Problem description:
Look through the records below and copy each line that includes the word "card".

Recorded data
PR #821, opened 2026-03-24
test(e2e): add short ID display and copy test; fix LiveQuery SQL missing short_id

lsm:
- Add packages/e2e/tests/features/short-id-display.e2e.ts with 3 tests:
  1. Short ID badge (#t-1) appears in task card
  2. Clicking badge copies short ID to clipboard
  3. Navigating to /room/{roomId}/task/t-1 loads task detail page

- Fix TASKS_BY_ROOM_SQL in live-query-handlers.ts to include `short_id AS shortId`
  so the short ID is delivered to the frontend via LiveQuery events (was missing,
  causing the badge to never render despite shortId being stored in the DB)

### DIFF
--- a/packages/daemon/src/lib/rpc-handlers/live-query-handlers.ts
+++ b/packages/daemon/src/lib/rpc-handlers/live-query-handlers.ts
@@ -168,7 +168,8 @@ SELECT
   pr_number           AS prNumber,
   pr_created_at       AS prCreatedAt,
   input_draft         AS inputDraft,
-  updated_at          AS updatedAt
+  updated_at          AS updatedAt,
+  short_id            AS shortId
 FROM tasks
 WHERE room_id = ?
 ORDER BY created_at DESC, id DESC
--- a/packages/e2e/tests/features/short-id-display.e2e.ts
+++ b/packages/e2e/tests/features/short-id-display.e2e.ts
@@ -1,0 +1,143 @@
+/**
+ * Short ID Display and Copy E2E Tests
+ *
+ * Verifies the short ID badge behavior in the task card UI:
+ * 1. Short ID badge (#t-1) appears in the task card after task creation
+ * 2. Clicking the badge copies the short ID string to the clipboard
+ * 3. Navigating to /room/{roomId}/task/t-1 loads the task detail page
+ *
+ * Setup: creates a room and task via RPC in beforeEach (accepted infrastructure
+ *        pattern — room.create and task.create are both accepted for test isolation).
+ * Cleanup: deletes the room via RPC in afterEach.
+ *
+ * All test actions go through the UI (navigation, clicks, assertions on DOM).
+ * No direct RPC calls in test bodies.
+ */
+
+import { test, expect } from '../../fixtures';
+import { waitForWebSocketConnected } from '../helpers/wait-helpers';
+import { deleteRoom } from '../helpers/room-helpers';
+
+// ─── RPC Infrastructure Helpers ───────────────────────────────────────────────
+
+/**
+ * Create a room via RPC. For use in beforeEach setup only.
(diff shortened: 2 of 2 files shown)


lsm (commented):

---

### Summary

This PR adds an E2E test for the short ID badge feature and fixes a real bug in TASKS_BY_ROOM_SQL that caused shortId to never be delivered to the frontend via LiveQuery. The implementation is clean and follows existing patterns well.

**Recommendation: APPROVE**

---

### Bug Fix: TASKS_BY_ROOM_SQL missing short_id (correct)

**File:** packages/daemon/src/lib/rpc-handlers/live-query-handlers.ts (line 172)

Response box:
  1. Short ID badge (#t-1) appears in task card
+ * Verifies the short ID badge behavior in the task card UI:
+ * 1. Short ID badge (#t-1) appears in the task card after task creation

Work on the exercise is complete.